Unfortunately this time there’d been no escaping. Not when she alone had been able to find the solution to saving her family.

She tried in vain to squash the rising memories being back at Pennington Manor threatened to resurrect.

Zaccheo was in her past, a mistake that should never have happened. A reminder that ignoring a lesson learned only led to further heartache.

She sighed in relief when her hand closed on a silk wrap. The red dress would be far too revealing, a true spectacle for the three hundred guests her father had invited to gawp at. But at least the wrap would provide a little much-needed cover.

Glancing at the dress again, she shuddered.

She’d rather be anywhere but here, participating in this sham. But then hadn’t her whole life been a sham? From parents who’d been publicly hailed as the couple to envy, but who’d fought bitterly in private until tragedy had struck in the form of her mother’s cancer, to the lavish parties and expensive holidays that her father had secretly been borrowing money for, the Penningtons had been one giant sham for as long as Eva could remember.

Zaccheo’s entry into their lives had only escalated her father’s behaviour.

No, she refused to think about Zaccheo. He belonged to a chapter of her life that was firmly sealed. Tonight was about Harry Fairfield, her family’s saviour, and her soon-to-be fiancé.

It was also about her father’s health.

For that reason alone, she tried again with Sophie.

‘For Father’s sake, I want tonight to go smoothly, so can we try to get along?’

Sophie stiffened. ‘If you’re talking about Father’s hospitalisation two weeks ago, I haven’t forgotten.’

Watching her father struggle to breathe with what the doctors had termed a cardiac event had terrified Eva. It’d been the catalyst that had forced her to accept Harry’s proposition.

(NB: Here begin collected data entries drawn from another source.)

PR #130, opened 2023-04-19
Use an action plugin instead of a list of tasks

cjeanner:
Using an action plugin should make it a bit faster and easier to call in
the future.

This PR has:

### DIFF
--- a/ci_framework/plugins/action/discover_latest_image.py
+++ b/ci_framework/plugins/action/discover_latest_image.py
@@ -1,0 +1,113 @@
+# Copyright Red Hat, Inc.
+# Apache License Version 2.0 (see LICENSE)
+
+from __future__ import (absolute_import, division, print_function)
+__metaclass__ = type
+
+DOCUMENTATION = r'''
+---
+action: discover_latest_image
+
+short_description: Discover the latest image available on remote server.
+
+description:
+- Discover latest image matching a specific pattern on remote server.
+
+options: Please refer to ansible.builtin.uri options
+
+'''
+
+EXAMPLES = r'''
+- name: Get latest CentOS 9 Stream image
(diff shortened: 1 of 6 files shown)


raukadah (approved):
/lgtm

ci_framework/plugins/action/discover_latest_image.py
```diff
@@ -0,0 +1,113 @@
...
+        # Prepare matcher
+        matcher = re.compile(rf'{img_prefix}.*\.qcow2$')
+
+        # Start parsing
+        parsed = BeautifulSoup(page['content'], 'html.parser')
+        all_links = parsed.find_all('a')
+        extracted = []
+        for link in all_links:
+            if matcher.match(link.get('href')):
+                extracted.append(link.get('href'))
```
pablintino, line 93: Seems to be a good place to use list comprehension
```python
all_links = [a_elem.get('href') for a_elem in parsed.find_all('a')]
extracted =  [link for link in all_links if matcher.match(link)]
```

ci_framework/plugins/action/discover_latest_image.py
```diff
@@ -0,0 +1,113 @@
...
+
+        if BS4_IMPORT:
+            raise AnsibleError(missing_required_lib('beautifulsoup4'))
+
+        if 'image_prefix' not in module_args:
+            raise AnsibleError('"image_prefix" parameter is mandatory')
+
+        img_prefix = module_args.pop('image_prefix')
+
+        result = {
```
pablintino, line 67: Why not initializing these when used? At a first glance I expected this to be used in the following lines but it's used at near the end, when the whole result can be created in line 105

pablintino (commented):
Only a few style comments

PR #134, opened 2023-04-20
Allow ci_make to work with remote host

cjeanner:
Until now, ci_make was pushing files to the controller instead of remote
host. This prevented operators to run the Framework against a remote
host, since the directory tree (cifmw_basedir) was created remotely, but
the action plugin wanted to write on the controller.

This change now leverage the `ansible.builtin.copy` module instead,
ensuring the content is consistently pushed on the target.

We also take the opportunity to remove the "warning" about potentially
old community.general collection. It was raising false-positive under
some conditions, especially when the `make` failed: in such a case, the
"command" isn't present in the module output, even though the collection
was up to date.

This PR has:


raukadah (approved):
/lgtm

PR #139, opened 2023-04-22
Allow to pass an alternative image for golang

cjeanner:
With the limitations of docker hub registry, it may be good to provide
an alternative image.

This PR has:


cjeanner:
@raukadah we may want to mirror the golang image on quay.rdoproject.org as well - apparently it's not present ATM. WDYT? @viroel any thoughts?

raukadah (approved):
/lgtm

PR #2082, opened 2024-07-15
Enable trash purge scheduler

katarimanojk:
'cifmw_cephadm_enable_trash_scheduler' is set to true by default, it can be disabled if required.

  - [x] README in the role


fultonj:
Can we enable this on the job level instead of enabling it by default?

ISTR this can be fragile and we opted to disable it by default during the tripleo days

https://github.com/openstack-archive/tripleo-ansible/commit/a449df417b36186ce4a97e8670226fedcf574a62

katarimanojk:
Agree with john on enabling it at job level, so closing it.

PR #2090, opened 2024-07-15
Exclude some files from /etc while getting the logs

cjeanner:
While there's little to no security impact, we were leaking host private
keys while fetching remote edpm nodes /etc without any filter.

An attacker could spoof a CI host, and might end grabbing credentials
from a user - though that specific attack is close to 0 impact nor real
usage.

This patch filters out some of the "non"-secrets in the sync - and will
also reduce the amount of logs (by a tiny number).

### DIFF
--- a/roles/artifacts/tasks/edpm.yml
+++ b/roles/artifacts/tasks/edpm.yml
@@ -66,12 +66,14 @@
           set -x
           sudo dnf install -y rsync
           mkdir -p /tmp/{{ host_ip }}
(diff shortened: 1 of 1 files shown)


cjeanner:
We don't have the mentioned/excluded directories in the final output:
https://logserver.rdoproject.org/90/2090/2cdb4a004fb648af2597de9ccf64d88ade73d3d1/github-check/podified-multinode-edpm-deployment-crc/35e7168/controller/ci-framework-data/logs/38.102.83.23/etc/

but we have everything else!

cescgina (approved):

PR #2091, opened 2024-07-15
Reparent adoption github-check job for new job naming scheme

marios:
This reparents the cifmw-data-plane-adoption-osp-17-to-extracted-crc
to the re-named parent job in rdo-jobs (done with the depends-on).

It keeps the existing jobs for now until we can complete the reparenting
across the other repos that reference these [1][2]

[1] https://github.com/openstack-k8s-operators/install_yamls/pull/872
[2] https://github.com/openstack-k8s-operators/edpm-ansible/pull/698

Depends-On: https://review.rdoproject.org/r/c/rdo-jobs/+/53788

  - [x] README in the role

### DIFF
--- a/zuul.d/adoption.yaml
+++ b/zuul.d/adoption.yaml
@@ -95,9 +95,17 @@
                 ip: 172.20.0.100
                 config_nm: false
 
+# TODO(marios): remove this once we finish rename OSPRH-8452
 - job:
     name: cifmw-data-plane-adoption-osp-17-to-extracted-crc
-    parent: data-plane-adoption-osp-17-to-extracted-crc
+    parent: adoption-standalone-to-crc-ceph-provider
+
+- job:
+    name: adoption-standalone-to-crc-ceph-provider
+    description: |
+        Standalone source OSP 17.1 node adopted to crc RHOSO 18.
+        Has ceph, not TLS. Uses a content provider.
+    parent: adoption-standalone-to-crc-ceph
     files:
       - ^playbooks/01-bootstrap.yml
       - ^playbooks/02-infra.yml
@@ -125,9 +133,17 @@
       - OWNERS
       - .*/*.md
 
+# TODO(marios): remove this once we finish rename OSPRH-8452
 - job:
     name: cifmw-data-plane-adoption-osp-17-to-extracted-crc-minimal-no-ceph
-    parent: cifmw-data-plane-adoption-osp-17-to-extracted-crc
+    parent: adoption-standalone-to-crc-no-ceph-provider
+
+- job:
+    name: adoption-standalone-to-crc-no-ceph-provider
+    description: |
+        Standalone source OSP 17.1 node adopted to crc RHOSO 18.
+        Has TLS, not ceph. Uses a content provider.
+    parent: adoption-standalone-to-crc-ceph-provider
     vars:
       enable_tls: "true"
       cloud_domain: "ooo.test"
--- a/zuul.d/project-templates.yaml
+++ b/zuul.d/project-templates.yaml
@@ -24,17 +24,6 @@
         - podified-multinode-hci-deployment-crc: *content_provider
 
 - project-template:
-    name: data-plane-adoption-pipeline
-    description: |
-      Project template to run content provider with data-plane adoption job.
-    github-check:
-      jobs:
-        - openstack-k8s-operators-content-provider
-        - cifmw-data-plane-adoption-osp-17-to-extracted-crc:
-            dependencies:
-              - openstack-k8s-operators-content-provider
-
-- project-template:
     name: podified-ironic-operator-pipeline
     description: |
       Project template to run content provider with ironic podified job.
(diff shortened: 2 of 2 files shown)


zuul.d/adoption.yaml
```diff
@@ -125,9 +130,14 @@
...
       - .*/*.md
 
+# TODO(marios): remove this once we finish rename OSPRH-8452
 - job:
     name: cifmw-data-plane-adoption-osp-17-to-extracted-crc-minimal-no-ceph
-    parent: cifmw-data-plane-adoption-osp-17-to-extracted-crc
+    parent: adoption-rhel-osp17-standalone-to-crc-no-ceph-provider
+
+- job:
+    name: adoption-rhel-osp17-standalone-to-crc-no-ceph-provider
```
marios, line 139: so i'm thinking we keep the names we agree on with in https://review.rdoproject.org/r/c/rdo-jobs/+/53788/2/zuul.d/_data_plane_adoption.yaml#4 and then just have a common suffix 

```
-provider
```

to signal that these jobs are in fact content consumers. really 'consumer' is more appropriate but I think some folks would be more familiar with the concept of 'content provider' which is why i used 'provider' here.

WDYT?

@jistr @cescgina @frenzyfriday

jistr: I'm wondering whether we should explicitly naming the 'provider' ones or the 'no-provider' ones, since i think 'provider' is the usual setup in other repos?

marios: so indeed, only data-plane-adoption repo runs this without a content provider.

```
adoption-standalone-to-crc-no-ceph-no-provider
adoption-standalone-to-crc-no-ceph
```

interesting idea and I don't hate it but if we do it then you'd have to "know" that the one without 'no-provider' in the name is the one that has a content provider. 

```
adoption-standalone-to-crc-no-ceph-provider
adoption-standalone-to-crc-no-ceph
```

I am also having second thoughts about not using 'consumer' here... maybe

```
adoption-standalone-to-crc-no-ceph-consumer
adoption-standalone-to-crc-no-ceph
```

I'll update https://review.rdoproject.org/r/c/rdo-jobs/+/53788 today after yesterday's discussion since that one has to go first anyway. then i'll update this and the others that depends-on it and we can finalise this discussion

zuul.d/adoption.yaml
```diff
@@ -95,9 +95,14 @@
                 ip: 172.20.0.100
                 config_nm: false
 
+# TODO(marios): remove this once we finish rename OSPRH-8452
 - job:
     name: cifmw-data-plane-adoption-osp-17-to-extracted-crc
-    parent: data-plane-adoption-osp-17-to-extracted-crc
+    parent: adoption-standalone-to-crc-ceph-provider
```
marios, line 101: TODO: add description (via Lewis/reviews call)

ciecierski (changes requested):
Can you add description of jobs, the same you did for downstream jobs?

zuul.d/adoption.yaml
```diff
@@ -125,9 +130,14 @@
       - OWNERS
       - .*/*.md
 
+# TODO(marios): remove this once we finish rename OSPRH-8452
```
lewisdenny, line 133: +1 I like this workaround :)

zuul.d/adoption.yaml
lewisdenny: Ack, I'm happy with this once otherwise

zuul.d/adoption.yaml
```diff
@@ -95,9 +95,15 @@
...
 - job:
     name: cifmw-data-plane-adoption-osp-17-to-extracted-crc
-    parent: data-plane-adoption-osp-17-to-extracted-crc
+    parent: adoption-standalone-to-crc-ceph-provider
+
+- job:
+    name: adoption-standalone-to-crc-ceph-provider
+    description: Standalone source OSP 17.1 node adopted to crc RHOSO 18. Has ceph, not TLS. Uses a content provider.
```
raukadah, line 105: We can use pipe here and make the description multi line like this. What do you say?
```suggestion
    description: |
         Standalone source OSP 17.1 node adopted to crc RHOSO 18. 
         Has ceph, not TLS. Uses a content provider.
```

zuul.d/adoption.yaml
```diff
@@ -125,9 +131,15 @@
...
 
+# TODO(marios): remove this once we finish rename OSPRH-8452
 - job:
     name: cifmw-data-plane-adoption-osp-17-to-extracted-crc-minimal-no-ceph
-    parent: cifmw-data-plane-adoption-osp-17-to-extracted-crc
+    parent: adoption-standalone-to-crc-no-ceph-provider
+
+- job:
+    name: adoption-standalone-to-crc-no-ceph-provider
+    description: Standalone source OSP 17.1 node adopted to crc RHOSO 18. Has TLS, not ceph. Uses a content provider.
```
raukadah, line 141: same comment regarding description.

zuul.d/adoption.yaml
marios: sure

zuul.d/adoption.yaml
marios: ack

just wanted it to stay one line to be honest and it was short enough i felt, but ok updating

ciecierski (approved):

PR #2094, opened 2024-07-15
Add nodesets for CRC 2.39 (OCP 4.16)

lewisdenny:


lewisdenny:
recheck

‘He’s okay today, isn’t he?’ Despite her bitterness at her family’s treatment of her, she couldn’t help her concern for her remaining parent. Nor could she erase the secret yearning that the different version of the father she’d connected with very briefly after her mother’s death, the one who wasn’t an excess-loving megalomaniac who treated her as if she was an irritating inconvenience, hadn’t been a figment of her imagination.

‘He will be, once we get rid of the creditors threatening us with bankruptcy.’

Eva exhaled. There was no backing out; no secretly hoping that some other solution would present itself and save her from the sacrifice she was making.

All avenues had been thoroughly explored—Eva had demanded to see the Pennington books herself and spent a day with the company’s accountants to verify that they were indeed in dire straits. Her father’s rash acquisition of The Spire had stretched the company to breaking point. Harry Fairfield was their last hope.

She unzipped the red dress, resisting the urge to crush it into a wrinkled pulp.

‘Do you need help?’ Sophie asked, although Eva sensed the offer wasn’t altruistic.

‘No, I can manage.’

The same way she’d managed after her mother’s death; through her father’s rejection and Sophie’s increasingly unreasonable behaviour; through the heartbreak of finding out about Zaccheo’s betrayal.

Sophie nodded briskly. ‘I’ll see you downstairs, then.’

Eva slipped on the dress, avoiding another look in the mirror when the first glimpse showed what she’d feared most. Her every curve was accentuated, with large swathes of flesh exposed. With shaky fingers she applied her lipstick and slipped her feet into matching platform heels.

Slipping the gold and red wrap around her shoulders, she finally glanced at her image.

Chin up, girl. It’s show time.

Eva wished the manageress of Siren were uttering the words, as she did every time before Eva stepped onto the stage.